_GIVEN RECORDS_
* * * * * * * * *

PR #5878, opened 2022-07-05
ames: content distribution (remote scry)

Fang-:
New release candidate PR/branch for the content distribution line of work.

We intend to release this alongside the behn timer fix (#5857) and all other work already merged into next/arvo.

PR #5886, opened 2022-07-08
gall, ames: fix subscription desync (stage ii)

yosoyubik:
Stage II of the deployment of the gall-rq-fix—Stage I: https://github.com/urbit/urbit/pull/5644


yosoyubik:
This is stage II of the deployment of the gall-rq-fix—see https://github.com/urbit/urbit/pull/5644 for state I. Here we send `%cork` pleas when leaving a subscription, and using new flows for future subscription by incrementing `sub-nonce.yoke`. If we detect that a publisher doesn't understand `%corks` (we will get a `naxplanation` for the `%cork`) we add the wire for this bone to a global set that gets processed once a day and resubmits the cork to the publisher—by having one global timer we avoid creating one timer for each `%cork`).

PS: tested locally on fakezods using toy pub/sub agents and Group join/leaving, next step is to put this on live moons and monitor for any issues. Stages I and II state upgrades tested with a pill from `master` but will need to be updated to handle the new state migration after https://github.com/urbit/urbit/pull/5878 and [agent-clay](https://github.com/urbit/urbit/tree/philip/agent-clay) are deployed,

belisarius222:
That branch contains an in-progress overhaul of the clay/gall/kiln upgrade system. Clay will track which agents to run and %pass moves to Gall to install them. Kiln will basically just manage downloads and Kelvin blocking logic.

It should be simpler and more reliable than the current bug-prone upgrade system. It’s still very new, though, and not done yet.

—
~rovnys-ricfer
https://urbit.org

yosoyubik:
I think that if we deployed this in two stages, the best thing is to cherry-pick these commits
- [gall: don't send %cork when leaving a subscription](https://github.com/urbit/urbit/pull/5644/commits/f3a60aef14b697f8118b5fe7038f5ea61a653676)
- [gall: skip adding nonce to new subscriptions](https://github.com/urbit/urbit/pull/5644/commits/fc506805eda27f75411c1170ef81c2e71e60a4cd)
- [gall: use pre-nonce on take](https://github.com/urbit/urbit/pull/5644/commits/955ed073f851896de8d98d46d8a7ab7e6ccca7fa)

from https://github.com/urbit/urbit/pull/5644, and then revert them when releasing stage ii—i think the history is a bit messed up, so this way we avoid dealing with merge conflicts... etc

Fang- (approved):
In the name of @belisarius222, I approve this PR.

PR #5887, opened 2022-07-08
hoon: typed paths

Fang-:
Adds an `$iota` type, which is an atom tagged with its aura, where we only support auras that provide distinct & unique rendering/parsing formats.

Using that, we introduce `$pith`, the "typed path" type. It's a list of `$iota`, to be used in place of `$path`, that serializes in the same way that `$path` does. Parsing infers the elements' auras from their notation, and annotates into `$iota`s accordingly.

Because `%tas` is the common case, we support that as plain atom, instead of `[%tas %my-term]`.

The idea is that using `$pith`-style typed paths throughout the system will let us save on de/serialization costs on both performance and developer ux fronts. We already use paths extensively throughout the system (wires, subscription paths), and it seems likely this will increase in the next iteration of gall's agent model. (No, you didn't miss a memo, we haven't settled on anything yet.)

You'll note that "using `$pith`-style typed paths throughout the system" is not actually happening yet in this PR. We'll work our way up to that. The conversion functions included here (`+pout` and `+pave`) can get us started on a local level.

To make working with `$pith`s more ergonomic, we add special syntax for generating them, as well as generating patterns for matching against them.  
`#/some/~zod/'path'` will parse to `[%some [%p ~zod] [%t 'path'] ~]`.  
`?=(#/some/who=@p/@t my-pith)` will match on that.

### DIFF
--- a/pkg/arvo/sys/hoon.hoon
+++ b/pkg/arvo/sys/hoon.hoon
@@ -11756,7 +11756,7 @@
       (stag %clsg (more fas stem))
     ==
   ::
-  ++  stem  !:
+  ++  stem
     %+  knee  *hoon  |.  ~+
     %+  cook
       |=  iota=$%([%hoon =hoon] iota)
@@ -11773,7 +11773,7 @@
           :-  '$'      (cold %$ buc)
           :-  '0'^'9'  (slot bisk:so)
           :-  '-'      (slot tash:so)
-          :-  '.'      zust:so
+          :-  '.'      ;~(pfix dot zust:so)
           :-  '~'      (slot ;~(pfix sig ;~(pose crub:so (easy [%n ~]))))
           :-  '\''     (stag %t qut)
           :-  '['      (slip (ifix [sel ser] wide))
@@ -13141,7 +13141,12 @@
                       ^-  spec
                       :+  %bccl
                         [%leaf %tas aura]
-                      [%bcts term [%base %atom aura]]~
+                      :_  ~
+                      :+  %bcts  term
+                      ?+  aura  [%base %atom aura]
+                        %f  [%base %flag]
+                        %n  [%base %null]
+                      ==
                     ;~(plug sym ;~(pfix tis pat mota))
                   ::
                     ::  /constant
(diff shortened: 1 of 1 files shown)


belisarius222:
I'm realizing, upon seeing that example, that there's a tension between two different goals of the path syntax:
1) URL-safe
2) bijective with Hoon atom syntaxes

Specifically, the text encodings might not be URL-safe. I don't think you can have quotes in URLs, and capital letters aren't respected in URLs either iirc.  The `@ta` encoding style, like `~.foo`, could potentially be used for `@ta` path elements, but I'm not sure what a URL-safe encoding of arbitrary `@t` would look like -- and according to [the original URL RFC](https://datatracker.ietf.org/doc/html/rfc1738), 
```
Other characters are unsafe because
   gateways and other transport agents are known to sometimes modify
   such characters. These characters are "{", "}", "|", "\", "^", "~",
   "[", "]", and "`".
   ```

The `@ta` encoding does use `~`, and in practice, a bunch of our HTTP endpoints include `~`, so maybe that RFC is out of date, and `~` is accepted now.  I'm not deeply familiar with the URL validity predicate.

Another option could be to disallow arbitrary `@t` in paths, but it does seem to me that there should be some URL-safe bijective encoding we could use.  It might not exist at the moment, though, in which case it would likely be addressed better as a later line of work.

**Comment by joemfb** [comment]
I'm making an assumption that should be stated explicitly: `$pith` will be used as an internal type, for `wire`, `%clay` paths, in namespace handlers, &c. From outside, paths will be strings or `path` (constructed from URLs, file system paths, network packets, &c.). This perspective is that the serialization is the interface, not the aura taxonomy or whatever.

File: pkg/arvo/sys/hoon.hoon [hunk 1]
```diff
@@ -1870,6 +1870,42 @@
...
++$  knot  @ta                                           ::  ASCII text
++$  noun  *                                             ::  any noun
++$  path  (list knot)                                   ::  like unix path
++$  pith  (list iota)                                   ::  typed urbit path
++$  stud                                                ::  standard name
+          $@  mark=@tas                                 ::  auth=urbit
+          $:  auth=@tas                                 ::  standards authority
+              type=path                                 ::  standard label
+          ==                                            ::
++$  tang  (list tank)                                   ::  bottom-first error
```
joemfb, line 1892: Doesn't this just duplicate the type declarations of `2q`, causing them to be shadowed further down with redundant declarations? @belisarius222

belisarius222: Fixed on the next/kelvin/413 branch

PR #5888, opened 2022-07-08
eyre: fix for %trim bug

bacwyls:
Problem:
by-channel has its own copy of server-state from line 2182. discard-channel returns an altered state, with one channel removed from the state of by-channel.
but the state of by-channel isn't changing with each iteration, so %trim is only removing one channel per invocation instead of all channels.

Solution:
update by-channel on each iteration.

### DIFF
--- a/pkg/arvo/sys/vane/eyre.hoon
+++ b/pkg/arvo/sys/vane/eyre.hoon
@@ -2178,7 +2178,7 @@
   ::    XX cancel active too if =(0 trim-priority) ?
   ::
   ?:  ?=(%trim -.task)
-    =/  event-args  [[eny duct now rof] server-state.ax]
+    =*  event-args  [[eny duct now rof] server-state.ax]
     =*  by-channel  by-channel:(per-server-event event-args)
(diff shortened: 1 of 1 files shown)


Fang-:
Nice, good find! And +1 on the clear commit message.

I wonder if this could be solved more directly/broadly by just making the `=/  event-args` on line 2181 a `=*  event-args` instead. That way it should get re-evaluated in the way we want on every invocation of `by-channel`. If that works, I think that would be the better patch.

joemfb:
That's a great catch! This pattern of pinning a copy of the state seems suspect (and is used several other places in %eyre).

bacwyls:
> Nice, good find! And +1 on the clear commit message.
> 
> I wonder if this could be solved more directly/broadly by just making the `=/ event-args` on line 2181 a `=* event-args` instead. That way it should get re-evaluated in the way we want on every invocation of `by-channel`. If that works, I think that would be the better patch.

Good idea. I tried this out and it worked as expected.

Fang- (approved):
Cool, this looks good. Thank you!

* * * * * * * * *

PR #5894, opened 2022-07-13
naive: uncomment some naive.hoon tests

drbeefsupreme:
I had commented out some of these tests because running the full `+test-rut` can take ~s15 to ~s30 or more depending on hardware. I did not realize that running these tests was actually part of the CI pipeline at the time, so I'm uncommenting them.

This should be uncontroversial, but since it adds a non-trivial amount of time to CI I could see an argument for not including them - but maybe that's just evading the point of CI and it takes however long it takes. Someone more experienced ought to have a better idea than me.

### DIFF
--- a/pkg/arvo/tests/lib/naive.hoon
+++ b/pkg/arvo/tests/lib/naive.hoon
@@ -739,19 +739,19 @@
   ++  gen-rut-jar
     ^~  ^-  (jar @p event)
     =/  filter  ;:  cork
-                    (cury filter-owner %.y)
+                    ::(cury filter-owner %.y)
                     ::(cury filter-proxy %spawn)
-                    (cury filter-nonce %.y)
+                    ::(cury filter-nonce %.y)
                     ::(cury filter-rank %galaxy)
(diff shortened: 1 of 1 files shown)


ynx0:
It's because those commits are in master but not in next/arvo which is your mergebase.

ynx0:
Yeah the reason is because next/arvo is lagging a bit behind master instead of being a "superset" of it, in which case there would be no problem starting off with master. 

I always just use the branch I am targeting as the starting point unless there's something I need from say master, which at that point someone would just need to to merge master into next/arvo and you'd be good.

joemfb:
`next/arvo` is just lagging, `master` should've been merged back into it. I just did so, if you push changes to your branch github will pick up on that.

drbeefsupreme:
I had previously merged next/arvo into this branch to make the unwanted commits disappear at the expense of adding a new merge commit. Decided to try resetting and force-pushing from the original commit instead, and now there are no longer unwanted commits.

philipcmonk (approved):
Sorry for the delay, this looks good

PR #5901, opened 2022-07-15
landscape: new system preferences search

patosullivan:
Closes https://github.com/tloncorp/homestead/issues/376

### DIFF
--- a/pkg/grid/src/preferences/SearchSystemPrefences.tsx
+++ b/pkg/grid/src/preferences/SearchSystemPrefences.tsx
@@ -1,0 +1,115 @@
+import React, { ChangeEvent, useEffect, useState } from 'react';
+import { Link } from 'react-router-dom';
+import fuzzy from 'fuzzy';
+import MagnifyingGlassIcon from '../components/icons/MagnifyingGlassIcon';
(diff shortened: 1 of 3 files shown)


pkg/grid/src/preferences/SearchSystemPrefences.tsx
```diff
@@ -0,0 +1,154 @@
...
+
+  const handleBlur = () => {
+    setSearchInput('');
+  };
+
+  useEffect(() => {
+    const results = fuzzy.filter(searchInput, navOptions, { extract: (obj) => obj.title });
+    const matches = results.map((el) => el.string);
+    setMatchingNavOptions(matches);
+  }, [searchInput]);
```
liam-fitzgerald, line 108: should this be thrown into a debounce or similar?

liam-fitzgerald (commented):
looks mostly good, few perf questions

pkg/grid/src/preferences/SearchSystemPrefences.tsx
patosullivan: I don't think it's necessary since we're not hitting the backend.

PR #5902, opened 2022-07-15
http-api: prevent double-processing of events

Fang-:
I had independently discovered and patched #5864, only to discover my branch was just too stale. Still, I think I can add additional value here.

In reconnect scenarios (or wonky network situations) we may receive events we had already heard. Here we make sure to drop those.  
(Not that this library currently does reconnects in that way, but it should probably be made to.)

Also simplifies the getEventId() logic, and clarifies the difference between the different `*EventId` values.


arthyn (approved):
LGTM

* * * * * * * * *

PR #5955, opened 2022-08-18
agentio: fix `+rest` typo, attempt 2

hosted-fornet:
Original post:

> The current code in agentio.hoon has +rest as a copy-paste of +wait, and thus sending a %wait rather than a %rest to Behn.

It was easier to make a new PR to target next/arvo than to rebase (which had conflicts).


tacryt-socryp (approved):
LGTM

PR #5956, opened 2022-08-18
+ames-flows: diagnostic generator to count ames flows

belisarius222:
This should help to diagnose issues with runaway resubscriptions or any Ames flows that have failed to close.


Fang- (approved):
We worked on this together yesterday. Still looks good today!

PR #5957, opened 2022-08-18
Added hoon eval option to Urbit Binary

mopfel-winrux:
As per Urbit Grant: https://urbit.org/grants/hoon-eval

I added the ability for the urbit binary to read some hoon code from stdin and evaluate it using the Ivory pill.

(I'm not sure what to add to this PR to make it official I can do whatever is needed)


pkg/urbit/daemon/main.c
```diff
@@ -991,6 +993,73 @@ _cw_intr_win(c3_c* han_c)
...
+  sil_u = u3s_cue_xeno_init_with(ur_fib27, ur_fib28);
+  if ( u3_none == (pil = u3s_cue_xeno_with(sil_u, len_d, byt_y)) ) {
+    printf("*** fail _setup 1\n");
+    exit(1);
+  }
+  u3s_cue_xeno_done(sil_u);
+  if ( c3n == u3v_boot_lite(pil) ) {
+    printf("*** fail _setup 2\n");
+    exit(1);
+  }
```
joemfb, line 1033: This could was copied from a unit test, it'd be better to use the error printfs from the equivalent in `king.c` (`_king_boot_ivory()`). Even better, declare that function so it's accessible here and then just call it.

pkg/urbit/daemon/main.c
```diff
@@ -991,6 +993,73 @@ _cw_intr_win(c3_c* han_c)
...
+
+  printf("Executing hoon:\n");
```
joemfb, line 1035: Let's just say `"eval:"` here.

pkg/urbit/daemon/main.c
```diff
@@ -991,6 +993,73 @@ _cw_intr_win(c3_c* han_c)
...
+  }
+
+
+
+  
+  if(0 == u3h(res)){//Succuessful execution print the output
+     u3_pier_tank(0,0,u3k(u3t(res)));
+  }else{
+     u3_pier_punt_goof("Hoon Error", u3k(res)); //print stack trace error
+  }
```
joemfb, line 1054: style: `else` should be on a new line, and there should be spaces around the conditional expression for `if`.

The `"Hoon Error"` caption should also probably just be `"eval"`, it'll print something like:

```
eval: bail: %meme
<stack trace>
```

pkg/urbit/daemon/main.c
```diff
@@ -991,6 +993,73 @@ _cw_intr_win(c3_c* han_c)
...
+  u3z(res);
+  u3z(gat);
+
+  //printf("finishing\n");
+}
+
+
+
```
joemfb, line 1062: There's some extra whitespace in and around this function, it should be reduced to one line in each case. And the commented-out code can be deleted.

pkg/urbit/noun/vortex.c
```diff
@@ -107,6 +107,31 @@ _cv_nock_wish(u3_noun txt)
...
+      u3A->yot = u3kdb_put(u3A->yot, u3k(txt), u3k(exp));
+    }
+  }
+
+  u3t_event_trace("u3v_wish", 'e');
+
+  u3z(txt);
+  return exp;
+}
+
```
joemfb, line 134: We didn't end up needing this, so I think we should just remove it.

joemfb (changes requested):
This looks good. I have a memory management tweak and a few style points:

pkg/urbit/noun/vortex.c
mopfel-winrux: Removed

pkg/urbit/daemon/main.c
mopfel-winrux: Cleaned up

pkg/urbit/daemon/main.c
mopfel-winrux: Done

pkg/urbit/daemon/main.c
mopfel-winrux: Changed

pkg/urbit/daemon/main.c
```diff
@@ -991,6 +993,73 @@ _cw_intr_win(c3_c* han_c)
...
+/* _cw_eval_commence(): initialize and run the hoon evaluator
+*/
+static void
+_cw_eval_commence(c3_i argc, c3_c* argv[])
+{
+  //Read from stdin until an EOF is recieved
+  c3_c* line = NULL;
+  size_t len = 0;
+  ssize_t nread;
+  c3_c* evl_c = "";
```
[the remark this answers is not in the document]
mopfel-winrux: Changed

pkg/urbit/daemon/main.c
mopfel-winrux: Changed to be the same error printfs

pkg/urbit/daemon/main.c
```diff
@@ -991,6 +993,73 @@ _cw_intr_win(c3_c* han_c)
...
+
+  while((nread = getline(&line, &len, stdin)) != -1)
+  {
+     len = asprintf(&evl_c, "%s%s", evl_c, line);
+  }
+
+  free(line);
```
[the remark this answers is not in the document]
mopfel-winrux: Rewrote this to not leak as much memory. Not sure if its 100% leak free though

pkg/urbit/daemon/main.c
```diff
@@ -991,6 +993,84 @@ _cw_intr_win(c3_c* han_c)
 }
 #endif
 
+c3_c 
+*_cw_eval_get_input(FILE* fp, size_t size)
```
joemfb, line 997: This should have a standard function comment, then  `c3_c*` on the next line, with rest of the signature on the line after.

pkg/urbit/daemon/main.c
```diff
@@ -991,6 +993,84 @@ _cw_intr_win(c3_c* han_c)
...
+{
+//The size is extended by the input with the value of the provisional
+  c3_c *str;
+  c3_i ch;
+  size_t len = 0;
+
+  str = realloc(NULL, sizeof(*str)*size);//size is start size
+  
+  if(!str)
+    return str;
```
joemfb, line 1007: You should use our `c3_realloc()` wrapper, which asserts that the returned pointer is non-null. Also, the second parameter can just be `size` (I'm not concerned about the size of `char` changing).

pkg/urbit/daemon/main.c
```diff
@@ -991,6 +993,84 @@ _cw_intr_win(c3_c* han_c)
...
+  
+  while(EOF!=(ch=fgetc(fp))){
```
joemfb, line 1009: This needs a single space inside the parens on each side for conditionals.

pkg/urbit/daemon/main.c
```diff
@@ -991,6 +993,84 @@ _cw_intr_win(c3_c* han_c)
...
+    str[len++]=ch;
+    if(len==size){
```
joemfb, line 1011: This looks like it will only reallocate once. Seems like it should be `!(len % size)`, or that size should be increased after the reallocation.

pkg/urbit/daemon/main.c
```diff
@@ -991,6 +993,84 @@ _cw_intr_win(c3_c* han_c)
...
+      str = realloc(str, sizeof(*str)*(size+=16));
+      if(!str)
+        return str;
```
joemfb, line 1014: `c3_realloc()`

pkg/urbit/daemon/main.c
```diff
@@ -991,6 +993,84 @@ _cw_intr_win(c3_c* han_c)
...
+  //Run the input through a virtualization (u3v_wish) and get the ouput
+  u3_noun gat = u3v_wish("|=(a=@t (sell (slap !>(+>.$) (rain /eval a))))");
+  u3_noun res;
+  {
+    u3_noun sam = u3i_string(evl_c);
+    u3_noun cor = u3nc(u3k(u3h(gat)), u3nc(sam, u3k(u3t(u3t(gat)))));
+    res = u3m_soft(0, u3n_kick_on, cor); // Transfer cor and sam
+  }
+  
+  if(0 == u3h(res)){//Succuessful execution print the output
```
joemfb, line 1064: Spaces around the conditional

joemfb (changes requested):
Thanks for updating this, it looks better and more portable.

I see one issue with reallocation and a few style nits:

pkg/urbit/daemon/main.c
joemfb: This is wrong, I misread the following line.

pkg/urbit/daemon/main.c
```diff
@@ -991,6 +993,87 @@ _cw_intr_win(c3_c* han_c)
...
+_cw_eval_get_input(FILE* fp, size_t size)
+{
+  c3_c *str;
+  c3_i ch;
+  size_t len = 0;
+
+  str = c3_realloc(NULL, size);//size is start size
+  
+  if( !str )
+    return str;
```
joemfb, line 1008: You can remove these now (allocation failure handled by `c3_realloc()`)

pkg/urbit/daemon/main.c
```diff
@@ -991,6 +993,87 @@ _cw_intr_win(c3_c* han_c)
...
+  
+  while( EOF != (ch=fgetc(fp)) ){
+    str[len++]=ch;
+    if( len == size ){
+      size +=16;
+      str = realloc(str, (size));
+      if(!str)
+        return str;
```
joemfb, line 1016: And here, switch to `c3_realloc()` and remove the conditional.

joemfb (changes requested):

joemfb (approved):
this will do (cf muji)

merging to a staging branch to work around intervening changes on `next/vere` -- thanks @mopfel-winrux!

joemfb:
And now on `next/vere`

* * * * * * * * *

_TASK DETAILS_
What are the lines above that hold the string "arbitrary"? Copy them.

_ANSWER TO THIS PROBLEM_
Specifically, the text encodings might not be URL-safe. I don't think you can have quotes in URLs, and capital letters aren't respected in URLs either iirc.  The `@ta` encoding style, like `~.foo`, could potentially be used for `@ta` path elements, but I'm not sure what a URL-safe encoding of arbitrary `@t` would look like -- and according to [the original URL RFC](https://datatracker.ietf.org/doc/html/rfc1738), 
Another option could be to disallow arbitrary `@t` in paths, but it does seem to me that there should be some URL-safe bijective encoding we could use.  It might not exist at the moment, though, in which case it would likely be addressed better as a later line of work.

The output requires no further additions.